Ein Autor und ein Schauspieler, ungefähr 500 Jahre v. Chr., streiten sich über den Ausgang eines Stücks, das sie beim Athener Dramen-Festival aufführen möchten. Da sie jedoch nur in einem anderen Stück spielen, in dem von Woody Allen, begeben sie sich bald in einen Dialog mit dem Publikum, das sich auch als erfunden erweist. Fiktion und Wirklichkeit sind derart miteinander vermittelt, daß beide in ihrem Anspruch, Kunst beziehungsweise Realität zu sein, bestritten werden. Die Lösung ist nur noch technisch möglich: ein Erfinder bietet dem Autor, welchem auch immer, eine Schlußmaschine an, mit der Zeus stets am Ausgang der Stücke einfliegt. Da jedoch die Maschine, die auf dem Höhepunkt des Dramas eingesetzt wird, versagt, stranguliert sich der einschwebende Zeus, Gott ist tot.
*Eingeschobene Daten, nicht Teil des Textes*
PR #12719, opened 2026-07-02
Add UnadmittedWorkloadsExplicitStatus feature gate

j-skiba:
#### What type of PR is this?
/kind feature

This PR implements the `UnadmittedWorkloadsExplicitStatus` feature gate (disabled by default) as part of this [KEP](https://github.com/kubernetes-sigs/kueue/tree/main/keps/10852-inadmissible-workloads-observability).

When enabled, the workload controller immediately writes unadmitted conditions to a newly created workload's status during its initial reconciliation:
- `QuotaReserved = False` (Reason: `PendingEvaluation`, Message: "Workload is pending evaluation in the scheduling queue")
- `Admitted = False` (Reason: `NoReservation`, Message: "The workload has no reservation")

**Why we need it:**
Currently, newly created workloads have no status conditions initialized until they are first evaluated by the scheduling loop. This lack of initial state makes it difficult for users and dashboard tools to distinguish between a workload that is queued and waiting for evaluation versus a workload that Kueue has not reconciled yet. Explicitly initializing these unadmitted conditions immediately upon workload creation significantly improves observability of the queue state.

Part of #10852

it's based on #12510 and it's waiting for #1251 to merge first

```release-note
Scheduling: Added the `UnadmittedWorkloadsExplicitStatus` feature gate. When enabled, newly created workloads immediately receive explicit unadmitted status conditions (`QuotaReserved=False` and `Admitted=False`) during initial reconciliation to improve queue state observability.
```

## Summary by CodeRabbit

* **New Features**
  * Added beta feature gate for explicit status initialization on newly created unadmitted workloads.
  * When enabled (requires observability), workloads now immediately show `QuotaReserved=False` (`PendingEvaluation`) and `Admitted=False` (`NoReservation`).

* **Bug Fixes**
  * Preserves scheduler-provided `WorkloadQuotaReserved` reason/message across reconciliations for selected reasons.
  * Refined condition stamping/suppression behavior based on the feature gates.

* **Tests**
  * Added unit and integration coverage for the new explicit-status scenarios and recovery from misconfiguration.  

* **Documentation / Validation**
  * Updated feature gate lists and added configuration validation enforcing the gate dependency.

### DIFF
--- a/pkg/controller/core/workload_controller.go
+++ b/pkg/controller/core/workload_controller.go
@@ -1868,9 +1868,8 @@ func (r *WorkloadReconciler) resolveGranularUnadmittedQuotaReservedCondition(
 		cond.Reason != kueue.WorkloadWaiting: //nolint:staticcheck // SA1019: legacy reason
 		return cond.Reason, cond.Message, nil
 	default:
-		// Stamping the condition on creation is deferred to the next feature gate:
-		// UnadmittedWorkloadsObservabilityExplicitStatus.
-		if cond == nil {
+		// Stamping the condition on creation is gated by UnadmittedWorkloadsExplicitStatus.
+		if !features.Enabled(features.UnadmittedWorkloadsExplicitStatus) && cond == nil {
 			return "", "", nil
 		}
 		return kueue.WorkloadQuotaReservedReasonPendingEvaluation, "Workload is pending evaluation in the scheduling queue", nil
--- a/pkg/controller/core/workload_controller.go
+++ b/pkg/controller/core/workload_controller.go
@@ -1869,7 +1869,7 @@ func (r *WorkloadReconciler) resolveGranularUnadmittedQuotaReservedCondition(
 		return cond.Reason, cond.Message, nil
 	default:
 		// Stamping the condition on creation is gated by UnadmittedWorkloadsExplicitStatus.
-		if !features.Enabled(features.UnadmittedWorkloadsExplicitStatus) && cond == nil {
+		if cond == nil && !features.Enabled(features.UnadmittedWorkloadsExplicitStatus) {
 			return "", "", nil
 		}
 		return kueue.WorkloadQuotaReservedReasonPendingEvaluation, "Workload is pending evaluation in the scheduling queue", nil
--- a/pkg/controller/core/workload_controller.go
+++ b/pkg/controller/core/workload_controller.go
@@ -82,8 +82,16 @@ var (
 	realClock = clock.RealClock{}
 
 	// schedulerSetReasons contains the reasons for the QuotaReserved=False condition
-	// that are set by the scheduler. These reasons must be preserved by the controller
-	// during reconciliation until the next scheduler cycle.
+	// that are set by the scheduler and must be preserved by the controller during
+	// reconciliation until the next scheduler cycle.
+	//
+	// We explicitly DO NOT include:
+	// - WorkloadQuotaReservedReasonSuspended
+	// - WorkloadQuotaReservedReasonMisconfigured
+	// Even though the scheduler can emit them, they represent active blockages (e.g.
+	// inactive or missing queues) that the controller actively re-evaluates. If we
+	// preserved them, the controller would not be able to transition the workload
+	// back to PendingEvaluation once the blockages are resolved.
 	schedulerSetReasons = sets.New(
 		kueue.WorkloadQuotaReservedReasonWaitingForQuota,
 		kueue.WorkloadQuotaReservedReasonNoMatchingFlavor,
@@ -91,6 +99,7 @@ var (
 		kueue.WorkloadQuotaReservedReasonTopologyPlacementFailed,
 		kueue.WorkloadQuotaReservedReasonWaitingForPreemptedWorkloads,
 		kueue.WorkloadQuotaReservedReasonWaitingForPodsReady,
+		kueue.WorkloadQuotaReservedReasonPendingEvaluation,
 	)
 )
 
--- a/pkg/controller/core/workload_controller.go
+++ b/pkg/controller/core/workload_controller.go
@@ -80,6 +80,18 @@ import (
 
 var (
 	realClock = clock.RealClock{}
+
+	// schedulerSetReasons contains the reasons for the QuotaReserved=False condition
+	// that are set by the scheduler. These reasons must be preserved by the controller
+	// during reconciliation until the next scheduler cycle.
+	schedulerSetReasons = sets.New(
+		kueue.WorkloadQuotaReservedReasonWaitingForQuota,
+		kueue.WorkloadQuotaReservedReasonNoMatchingFlavor,
+		kueue.WorkloadQuotaReservedReasonExceedsMaxQuota,
+		kueue.WorkloadQuotaReservedReasonTopologyPlacementFailed,
+		kueue.WorkloadQuotaReservedReasonWaitingForPreemptedWorkloads,
+		kueue.WorkloadQuotaReservedReasonWaitingForPodsReady,
+	)
 )
 
 // hasInternalError reports whether the field error list contains an internal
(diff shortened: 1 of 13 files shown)


j-skiba:
it's based on #12510 and it's waiting for #1251 to merge first

pkg/controller/core/workload_controller.go
```diff
@@ -1868,9 +1868,8 @@ func (r *WorkloadReconciler) resolveGranularUnadmittedQuotaReservedCondition(
 		cond.Reason != kueue.WorkloadWaiting: //nolint:staticcheck // SA1019: legacy reason
 		return cond.Reason, cond.Message, nil
 	default:
-		// Stamping the condition on creation is deferred to the next feature gate:
-		// UnadmittedWorkloadsObservabilityExplicitStatus.
-		if cond == nil {
+		// Stamping the condition on creation is gated by UnadmittedWorkloadsExplicitStatus.
+		if !features.Enabled(features.UnadmittedWorkloadsExplicitStatus) && cond == nil {
 			return "", "", nil
 		}
```
mimowo: Nagation if "if" is notoriously tricky to read - could we revert the order?

pkg/scheduler/scheduler_test.go
```diff
@@ -8544,27 +8578,41 @@ func TestSchedulerWhenWorkloadModifiedConcurrently(t *testing.T) {
 
 	scenarios := []map[featuregate.Feature]bool{
 		{
-			features.WorkloadRequestUseMergePatch:     false,
-			features.UnadmittedWorkloadsObservability: false,
+			features.WorkloadRequestUseMergePatch:      false,
+			features.UnadmittedWorkloadsObservability:  false,
+			features.UnadmittedWorkloadsExplicitStatus: false,
```
mimowo: Do we really benefit from multiplying every test by that? I feel this is getting very time consuming for our unit testing with limited benefit. So, I'm wondering if we could consider enabling the "false" more selectively - only where we expect it matters, same for "UnadmittedWorkloadsObservability". For example the FGs will not matter if the workload ends up admitted.

It might be considered for a follow up cleanup, but I think we are multiplying too much, this is already 2^3, cc @kshalot, wdyt?

pkg/controller/core/workload_controller.go
j-skiba: yeah, it makes sense. I replaced order here and in admissionchecks.go too

pkg/scheduler/scheduler_test.go
j-skiba: I though about this as a defensive approach but I agree it makes the tests longer too.

I removed that, I think the added unit tests (and the integration test) cover that anyway so it should be safe.

mimowo: Ok. to please just run the unit tests for scheduler to ensure all the newly added code paths are covered (there is go tooling for that)

j-skiba: the newly added code here is 100% covered

j-skiba:
/retest

```
Failed to read log: failed to read log "build-log.txt": error getting pod log size: error getting size of pod log: pods "9b0a984e-5b86-49c1-817f-59af0983ee31" not found
```

j-skiba:
/retest

```
Failed to read log: failed to read log "build-log.txt": error getting pod log size: error getting size of pod log: pods "9b0a984e-5b86-49c1-817f-59af0983ee31" not found
```

j-skiba:
/retest

```
Failed to read log: failed to read log "build-log.txt": error getting pod log size: error getting size of pod log: pods "9b0a984e-5b86-49c1-817f-59af0983ee31" not found
```

pkg/controller/core/workload_controller.go
```diff
@@ -1868,9 +1868,8 @@ func (r *WorkloadReconciler) resolveGranularUnadmittedQuotaReservedCondition(
 		cond.Reason != kueue.WorkloadWaiting: //nolint:staticcheck // SA1019: legacy reason
 		return cond.Reason, cond.Message, nil
 	default:
-		// Stamping the condition on creation is deferred to the next feature gate:
-		// UnadmittedWorkloadsObservabilityExplicitStatus.
-		if cond == nil {
+		// Stamping the condition on creation is gated by UnadmittedWorkloadsExplicitStatus.
+		if cond == nil && !features.Enabled(features.UnadmittedWorkloadsExplicitStatus) {
```
mimowo, line 1887: I think this requires a bit of cleanup, because:
1. the check `cond.Status == metav1.ConditionFalse` is unnecesaey, observing true is impossible I think, because of the outer check 
2. the chained cond.Reason are hard to read, and I'm not sure why we need that, and I sense some bug here. For example when `cond.Reason=Deactivated`, then we skip `case cond != nil && cond.Status == metav1.ConditionFalse && cond.Reason != "" &&`, so go into "default", then we set  `WorkloadQuotaReservedReasonPendingEvaluation` which might be wrong.
3. the `features.Enabled(features.UnadmittedWorkloadsExplicitStatus) ` checks inside the function are no-op because of the outer check which already checks features.Enabled(features.UnadmittedWorkloadsExplicitStatus) : https://github.com/kubernetes-sigs/kueue/pull/12719/changes#diff-60dd240c20adbd6a189d018d1c216c2d296730f446c341d8bf449fa6657964ffL1803

Maybe the code is somehow correct, but I cannot wrap my head around it with 10min of reading, which is not a good sign.

I imagine the structure should be:

```golang
switch {
case admissibilityErr != nil:
// ok
case workload.HasAdmissionGate(wl):
// ok
case cond != nil:
  return cond
default: // cond == nil
  return PendingEvaluation
```
if this check 
```
	case cond != nil && cond.Status == metav1.ConditionFalse && cond.Reason != "" &&
		cond.Reason != kueue.WorkloadQuotaReservedReasonSuspended &&
		cond.Reason != kueue.WorkloadQuotaReservedReasonMisconfigured &&
		cond.Reason != kueue.WorkloadDeactivated &&
		// Exclude legacy reasons so we can transition from them to more granular reasons
		// when the UnadmittedWorkloadsObservability feature gate is enabled.
		cond.Reason != kueue.WorkloadPending && //nolint:staticcheck // SA1019: legacy reason
		cond.Reason != kueue.WorkloadWaiting: //nolint:staticcheck // SA1019: legacy reason
```
is needed , then please add some comment why, and think about creating a named set of the reasons, like `stickyReasons`, so that we can better express the intention.

I know this comment should likely be to the previous PR, but it  missed my attention. Let's try to cleanup this now before we build on this more.

j-skiba: I agree, it can be improved for readability. I updated this list of checks into

```go
case cond != nil && cond.Reason != "" && schedulerSetReasons.Has(cond.Reason):
		// Preserve scheduler feedback reasons until the next scheduler cycle.
		return cond.Reason, cond.Message, nil
```

and removed negation too by changing the set of reasons it checks against.

I also removed the `== False` check, it was redundant.

--------

The `Deactivated` reason is covered for both cases:
- `Deactivated` -> `PendingEvaluation` - `workload that is reactivated should clear Deactivated condition and transition to PendingEvaluation (observability enabled)` unit test case
- `any` -> `Deactivated` - https://github.com/kubernetes-sigs/kueue/pull/12719/changes#diff-60dd240c20adbd6a189d018d1c216c2d296730f446c341d8bf449fa6657964ffL1830 it's a few lines above, also covered in `workload that is deactivated should set QuotaReserved condition to Deactivated (observability enabled)` and `should set status QuotaReserved conditions to False with reason Deactivated if workload is deactivated even if LocalQueue doesn't exist`

--------

> the features.Enabled(features.UnadmittedWorkloadsExplicitStatus)  checks inside the function are no-op because of the outer check which already checks features.Enabled(features.UnadmittedWorkloadsExplicitStatus) : https://github.com/kubernetes-sigs/kueue/pull/12719/changes#diff-60dd240c20adbd6a189d018d1c216c2d296730f446c341d8bf449fa6657964ffL1803

the check at 1803 checks `UnadmittedWorkloadsObservability` and the check here is for `UnadmittedWorkloadsExplicitStatus`, I think it should stay as is

kshalot (commented):
This looks good to me, no comments :shipit: 

/lgtm

mimowo (commented):
/lgtm
/approve
Thank you for this ongoing work, and making the PRs digestible for reviews 👍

Gegenüber Woody Allens Texten bleibt der, der verstehen will, immer der Dumme, da sie sich in fast panischer Angst immer wieder neu entziehen. Nicht nur die fortschreitende Aufhebung der jeweils neu ins Spiel gebrachten Ebenen, die stets den Anspruch, Realität zu sein, erheben, irritiert den Rezipienten; auch die bewußte, fast regressive Verwendung sogenannter komischer Elemente, die zu den ödesten Kalauern herabsinken, und keiner wird einem erspart, macht die Texte rätselhaft. Da wehren sich seine Figuren gegen jegliche Art der Bestimmung, kämpfen mit all den Ansprüchen, die die Kulturindustrie zur Etikettierung der Künste produziert hat; ein Autor, der nur ein Schauspieler ist in dem Stück des Autors Woody Allen, weiß für sein Stück keinen Schluß und der telefonisch befragte Originalautor bescheinigt nur, er wisse ihn auch nicht, man möge ihn doch über den Ausgang des Abends informieren.
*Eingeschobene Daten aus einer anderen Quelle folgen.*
PR #12723, opened 2026-07-02
Switch Python examples from pip to uv with PEP 723 inline metadata

kannon92:
#### What type of PR is this?
/kind documentation

- Replace shebang with #!/usr/bin/env -S uv run
- Add PEP 723 inline script metadata declaring dependencies
- Move config.load_kube_config() from module-level into main()
- Update docs (en + zh-CN) to use uv run instead of python/pip
- Delete requirements.txt (deps now inline in each script)
- Add Running section to examples README

Fixes #

```release-note
NONE
```

## Summary by CodeRabbit

* **Documentation**
  * Updated Python job-run guides to use `uv run` for all example commands, removing prior manual virtual environment and `pip install` steps.
  * Refreshed Flux Operator instructions so dependency setup is handled automatically when running the script.
* **New Features**
  * The included Python examples are now runnable directly via `uv run`, with inline dependency metadata enabling automatic environment setup.
* **Chores**
  * Improved example script execution behavior by deferring Kubernetes client setup until runtime.

### DIFF
--- a/site/static/examples/python/install-kueue-queues.py
+++ b/site/static/examples/python/install-kueue-queues.py
@@ -1,4 +1,11 @@
-#!/usr/bin/env python3
+#!/usr/bin/env -S uv run --script
+# /// script
+# requires-python = ">=3.9"
+# dependencies = [
+#     "kubernetes",
+#     "requests",
+# ]
+# ///
 
 from kubernetes import utils, config, client
 import tempfile
@@ -10,9 +17,6 @@ import argparse
 # This example will demonstrate installing Kueue and applying a YAML file (local) to install Kueue
 
 # Make sure your cluster is running!
-config.load_kube_config()
-crd_api = client.CustomObjectsApi()
-api_client = crd_api.api_client
 
 
 def get_parser():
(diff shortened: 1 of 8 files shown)


site/static/examples/python/install-kueue-queues.py
```diff
@@ -1,4 +1,11 @@
-#!/usr/bin/env python3
+#!/usr/bin/env -S uv run
```
mimowo: The documentation of uv proposes uv run --script:

https://docs.astral.sh/uv/guides/scripts/?utm_source=chatgpt.com#using-a-shebang-to-create-an-executable-file

should we rather use that?

mimowo:
cc @amy looks good to me, any thoughts?

site/static/examples/python/install-kueue-queues.py
kannon92: https://github.com/kubernetes-sigs/kueue/pull/12723#pullrequestreview-4617890915

Yea I'll fix that.

kannon92: done.

mimowo:
/lgtm
/approve
/cherrypick website
Let's go with the proposal, I tested "uv" locally (first time) and it works nicely indeed 👍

Jegliche Muster, die antiken wie neuzeitlichen, zur Anleitung der künstlerischen Produktion sind verloren, es gibt weder positive noch negative Konfliktlösungen, es gibt keine wirklichen Konflikte mehr, da dies die Konfrontation verschiedener Interessen voraussetzte; doch die Ausbildung von Interessen ist in einer von rasanter Verselbständigung bestimmten Welt unmöglich geworden. Was zu beschreiben bleibt, ist die anarchische Struktur einer Gesellschaft, für den New Yorker Woody Allen ein Potpourri von McDonalds Restaurants und prätentiösen Philosophemen, allein zum Zweck der erzwungenen physischen wie psychischen Selbsterhaltung.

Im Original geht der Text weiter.